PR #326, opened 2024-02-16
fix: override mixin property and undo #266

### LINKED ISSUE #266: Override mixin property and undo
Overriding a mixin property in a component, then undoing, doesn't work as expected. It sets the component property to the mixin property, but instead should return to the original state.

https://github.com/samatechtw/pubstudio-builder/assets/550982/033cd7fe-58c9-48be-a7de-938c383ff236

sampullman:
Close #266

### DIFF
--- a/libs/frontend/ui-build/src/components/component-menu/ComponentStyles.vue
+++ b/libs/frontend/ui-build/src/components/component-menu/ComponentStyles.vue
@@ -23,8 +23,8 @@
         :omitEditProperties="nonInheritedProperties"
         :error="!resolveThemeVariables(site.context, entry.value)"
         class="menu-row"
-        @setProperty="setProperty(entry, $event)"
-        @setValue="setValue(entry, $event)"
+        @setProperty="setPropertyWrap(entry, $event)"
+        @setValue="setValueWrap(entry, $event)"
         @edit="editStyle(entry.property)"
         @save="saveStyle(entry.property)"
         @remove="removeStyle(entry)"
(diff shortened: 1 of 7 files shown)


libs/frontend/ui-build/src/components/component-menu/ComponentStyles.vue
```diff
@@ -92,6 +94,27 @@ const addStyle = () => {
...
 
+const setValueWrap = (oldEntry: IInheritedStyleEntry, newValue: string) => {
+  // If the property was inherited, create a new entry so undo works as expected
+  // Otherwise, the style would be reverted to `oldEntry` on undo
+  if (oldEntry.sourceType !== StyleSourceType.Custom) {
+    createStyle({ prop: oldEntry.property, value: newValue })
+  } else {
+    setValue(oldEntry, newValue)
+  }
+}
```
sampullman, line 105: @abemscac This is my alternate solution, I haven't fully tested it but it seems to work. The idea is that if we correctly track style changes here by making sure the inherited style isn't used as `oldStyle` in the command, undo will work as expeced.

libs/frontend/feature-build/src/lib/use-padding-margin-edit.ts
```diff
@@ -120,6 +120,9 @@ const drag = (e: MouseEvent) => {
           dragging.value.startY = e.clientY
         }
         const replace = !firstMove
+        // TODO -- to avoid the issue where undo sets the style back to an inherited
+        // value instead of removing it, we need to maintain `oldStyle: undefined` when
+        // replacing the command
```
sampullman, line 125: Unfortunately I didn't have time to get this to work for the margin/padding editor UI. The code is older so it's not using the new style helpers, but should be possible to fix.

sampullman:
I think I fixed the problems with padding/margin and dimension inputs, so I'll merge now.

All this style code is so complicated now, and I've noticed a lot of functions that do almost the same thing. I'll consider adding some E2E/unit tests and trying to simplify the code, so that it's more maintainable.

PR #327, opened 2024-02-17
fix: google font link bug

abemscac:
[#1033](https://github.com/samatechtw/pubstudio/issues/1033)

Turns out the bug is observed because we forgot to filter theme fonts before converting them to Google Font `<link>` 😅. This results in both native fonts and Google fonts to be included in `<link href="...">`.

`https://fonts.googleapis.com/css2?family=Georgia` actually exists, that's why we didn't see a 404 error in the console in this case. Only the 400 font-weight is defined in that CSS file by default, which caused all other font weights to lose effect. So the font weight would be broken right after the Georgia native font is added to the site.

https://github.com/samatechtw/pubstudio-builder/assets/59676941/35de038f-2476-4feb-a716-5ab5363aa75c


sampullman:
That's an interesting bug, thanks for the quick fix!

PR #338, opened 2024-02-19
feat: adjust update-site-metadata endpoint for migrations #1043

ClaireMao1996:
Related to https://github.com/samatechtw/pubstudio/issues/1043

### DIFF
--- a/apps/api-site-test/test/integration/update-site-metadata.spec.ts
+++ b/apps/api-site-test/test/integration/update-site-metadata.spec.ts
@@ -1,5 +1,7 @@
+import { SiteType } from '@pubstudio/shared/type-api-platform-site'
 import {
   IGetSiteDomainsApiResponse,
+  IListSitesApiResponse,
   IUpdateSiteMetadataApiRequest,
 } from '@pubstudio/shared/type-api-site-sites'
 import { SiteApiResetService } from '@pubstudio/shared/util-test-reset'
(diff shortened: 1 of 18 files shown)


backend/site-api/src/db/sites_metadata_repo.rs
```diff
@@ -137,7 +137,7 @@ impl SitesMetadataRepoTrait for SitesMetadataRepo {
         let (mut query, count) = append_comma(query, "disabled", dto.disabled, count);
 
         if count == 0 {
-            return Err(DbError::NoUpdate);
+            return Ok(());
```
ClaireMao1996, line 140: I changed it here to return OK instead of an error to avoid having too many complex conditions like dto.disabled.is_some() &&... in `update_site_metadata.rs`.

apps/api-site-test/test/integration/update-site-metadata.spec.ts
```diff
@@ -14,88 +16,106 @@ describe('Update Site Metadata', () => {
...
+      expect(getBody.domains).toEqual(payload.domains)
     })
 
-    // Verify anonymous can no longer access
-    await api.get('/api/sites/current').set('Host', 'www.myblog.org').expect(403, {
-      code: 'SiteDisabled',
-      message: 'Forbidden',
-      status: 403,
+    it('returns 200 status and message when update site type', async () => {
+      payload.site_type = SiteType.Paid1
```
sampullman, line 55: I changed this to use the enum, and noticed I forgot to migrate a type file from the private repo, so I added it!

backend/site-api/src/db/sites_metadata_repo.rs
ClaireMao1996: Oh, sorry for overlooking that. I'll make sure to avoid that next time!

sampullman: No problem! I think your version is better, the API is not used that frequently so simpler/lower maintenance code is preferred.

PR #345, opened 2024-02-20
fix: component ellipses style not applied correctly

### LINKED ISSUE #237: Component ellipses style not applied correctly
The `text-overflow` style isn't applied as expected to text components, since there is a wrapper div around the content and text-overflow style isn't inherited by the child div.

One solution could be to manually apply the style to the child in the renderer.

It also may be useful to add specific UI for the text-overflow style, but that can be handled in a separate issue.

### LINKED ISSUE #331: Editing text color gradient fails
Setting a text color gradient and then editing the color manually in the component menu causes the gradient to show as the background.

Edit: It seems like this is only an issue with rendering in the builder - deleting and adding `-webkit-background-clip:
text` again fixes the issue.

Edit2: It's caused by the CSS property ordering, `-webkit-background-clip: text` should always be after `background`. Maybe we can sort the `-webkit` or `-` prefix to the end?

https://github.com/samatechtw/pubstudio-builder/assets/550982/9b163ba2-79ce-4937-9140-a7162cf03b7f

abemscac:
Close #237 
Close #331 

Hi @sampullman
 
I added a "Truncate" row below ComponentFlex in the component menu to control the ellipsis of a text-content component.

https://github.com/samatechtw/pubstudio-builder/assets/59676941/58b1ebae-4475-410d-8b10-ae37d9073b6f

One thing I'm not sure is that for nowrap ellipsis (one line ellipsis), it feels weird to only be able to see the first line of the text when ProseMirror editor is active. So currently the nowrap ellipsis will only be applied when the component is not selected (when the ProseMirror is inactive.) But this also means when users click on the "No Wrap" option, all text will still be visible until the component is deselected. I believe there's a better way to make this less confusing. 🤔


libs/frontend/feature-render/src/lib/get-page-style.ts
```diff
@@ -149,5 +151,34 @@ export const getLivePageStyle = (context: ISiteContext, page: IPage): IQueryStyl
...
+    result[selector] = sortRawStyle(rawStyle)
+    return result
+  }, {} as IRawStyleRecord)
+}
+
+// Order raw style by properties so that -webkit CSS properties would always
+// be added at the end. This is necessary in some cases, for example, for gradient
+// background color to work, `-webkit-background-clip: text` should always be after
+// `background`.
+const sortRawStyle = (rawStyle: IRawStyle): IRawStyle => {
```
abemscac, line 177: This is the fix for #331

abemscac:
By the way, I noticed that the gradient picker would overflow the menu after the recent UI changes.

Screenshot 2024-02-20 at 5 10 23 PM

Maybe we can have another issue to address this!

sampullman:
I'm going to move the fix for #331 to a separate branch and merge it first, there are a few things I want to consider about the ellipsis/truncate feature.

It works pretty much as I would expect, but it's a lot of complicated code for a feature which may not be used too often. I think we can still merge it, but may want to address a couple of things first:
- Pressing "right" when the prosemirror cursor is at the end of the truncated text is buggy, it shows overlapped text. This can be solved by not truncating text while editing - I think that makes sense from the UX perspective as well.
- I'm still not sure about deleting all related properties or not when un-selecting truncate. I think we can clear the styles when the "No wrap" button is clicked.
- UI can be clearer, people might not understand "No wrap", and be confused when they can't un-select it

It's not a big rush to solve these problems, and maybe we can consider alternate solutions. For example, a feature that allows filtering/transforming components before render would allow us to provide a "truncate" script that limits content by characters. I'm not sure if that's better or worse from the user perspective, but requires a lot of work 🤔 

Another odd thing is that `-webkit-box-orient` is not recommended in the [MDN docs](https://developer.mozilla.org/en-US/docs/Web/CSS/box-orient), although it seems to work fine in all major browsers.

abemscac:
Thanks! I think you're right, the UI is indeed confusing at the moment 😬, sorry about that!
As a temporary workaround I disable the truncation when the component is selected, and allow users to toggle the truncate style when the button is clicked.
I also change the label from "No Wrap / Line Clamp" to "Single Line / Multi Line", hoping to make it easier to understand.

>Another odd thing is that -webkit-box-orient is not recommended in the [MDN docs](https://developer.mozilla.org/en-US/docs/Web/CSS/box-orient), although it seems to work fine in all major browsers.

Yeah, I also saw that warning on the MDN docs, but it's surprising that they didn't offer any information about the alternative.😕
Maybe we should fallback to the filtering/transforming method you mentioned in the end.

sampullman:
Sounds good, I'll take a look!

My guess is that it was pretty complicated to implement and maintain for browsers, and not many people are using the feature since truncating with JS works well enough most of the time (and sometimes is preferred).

● ● ● ● ● ● ●

## Task requirements
Quote every line of the records above, from the first down to the one holding "### LINKED ISSUE #266: Override", exactly as written.

## Solution below
PR #326, opened 2024-02-16
fix: override mixin property and undo #266

### LINKED ISSUE #266: Override mixin property and undo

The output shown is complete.